→ DATA EXTRACT:
- Opening Delimiter -

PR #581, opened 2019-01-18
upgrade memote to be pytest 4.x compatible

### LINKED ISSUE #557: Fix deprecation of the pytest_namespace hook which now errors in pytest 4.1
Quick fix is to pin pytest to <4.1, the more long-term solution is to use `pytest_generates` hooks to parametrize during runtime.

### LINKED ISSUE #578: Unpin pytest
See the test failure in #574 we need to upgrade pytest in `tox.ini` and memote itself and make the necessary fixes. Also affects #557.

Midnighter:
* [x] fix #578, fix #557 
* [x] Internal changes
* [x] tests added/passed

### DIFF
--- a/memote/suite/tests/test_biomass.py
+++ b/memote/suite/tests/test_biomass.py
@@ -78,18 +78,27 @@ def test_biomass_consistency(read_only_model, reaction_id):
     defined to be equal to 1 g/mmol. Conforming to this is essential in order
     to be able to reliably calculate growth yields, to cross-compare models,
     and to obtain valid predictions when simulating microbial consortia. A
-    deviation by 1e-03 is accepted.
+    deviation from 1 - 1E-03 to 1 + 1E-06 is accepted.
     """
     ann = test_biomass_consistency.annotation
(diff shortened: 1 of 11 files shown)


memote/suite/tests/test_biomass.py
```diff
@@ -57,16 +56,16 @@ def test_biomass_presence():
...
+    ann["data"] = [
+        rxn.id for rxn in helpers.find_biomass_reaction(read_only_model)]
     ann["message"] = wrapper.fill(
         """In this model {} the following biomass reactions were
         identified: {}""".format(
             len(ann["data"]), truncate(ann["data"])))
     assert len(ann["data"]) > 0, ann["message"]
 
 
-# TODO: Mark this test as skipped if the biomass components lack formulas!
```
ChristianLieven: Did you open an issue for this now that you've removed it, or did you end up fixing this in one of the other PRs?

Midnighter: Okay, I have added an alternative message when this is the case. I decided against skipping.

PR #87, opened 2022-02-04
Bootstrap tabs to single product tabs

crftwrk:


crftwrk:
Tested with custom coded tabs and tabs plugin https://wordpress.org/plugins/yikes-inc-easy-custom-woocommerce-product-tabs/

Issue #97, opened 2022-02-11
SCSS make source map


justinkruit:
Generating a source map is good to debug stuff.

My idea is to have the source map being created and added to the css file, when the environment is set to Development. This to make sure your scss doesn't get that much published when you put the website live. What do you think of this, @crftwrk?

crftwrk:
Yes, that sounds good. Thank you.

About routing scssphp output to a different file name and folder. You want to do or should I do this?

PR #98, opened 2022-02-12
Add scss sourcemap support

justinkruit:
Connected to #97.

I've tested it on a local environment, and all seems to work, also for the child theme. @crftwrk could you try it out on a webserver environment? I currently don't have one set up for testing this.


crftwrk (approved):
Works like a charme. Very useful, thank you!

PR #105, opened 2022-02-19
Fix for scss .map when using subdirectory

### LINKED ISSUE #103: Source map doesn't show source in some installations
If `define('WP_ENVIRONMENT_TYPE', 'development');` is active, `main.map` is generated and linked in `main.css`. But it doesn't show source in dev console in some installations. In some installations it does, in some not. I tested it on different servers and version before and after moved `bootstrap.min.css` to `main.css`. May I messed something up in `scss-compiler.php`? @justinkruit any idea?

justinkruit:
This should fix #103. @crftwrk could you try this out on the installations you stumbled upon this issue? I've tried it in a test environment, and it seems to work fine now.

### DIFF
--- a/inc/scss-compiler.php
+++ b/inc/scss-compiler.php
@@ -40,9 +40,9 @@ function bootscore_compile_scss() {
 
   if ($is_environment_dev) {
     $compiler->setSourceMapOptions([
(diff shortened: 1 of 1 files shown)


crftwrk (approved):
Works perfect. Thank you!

- Closing Delimiter -

→ TASK STATEMENT:
Note every line above where the string "Works" shows up, and copy those lines.

→ RESPONSE FOR THIS EXERCISE:
Works like a charme. Very useful, thank you!
Works perfect. Thank you!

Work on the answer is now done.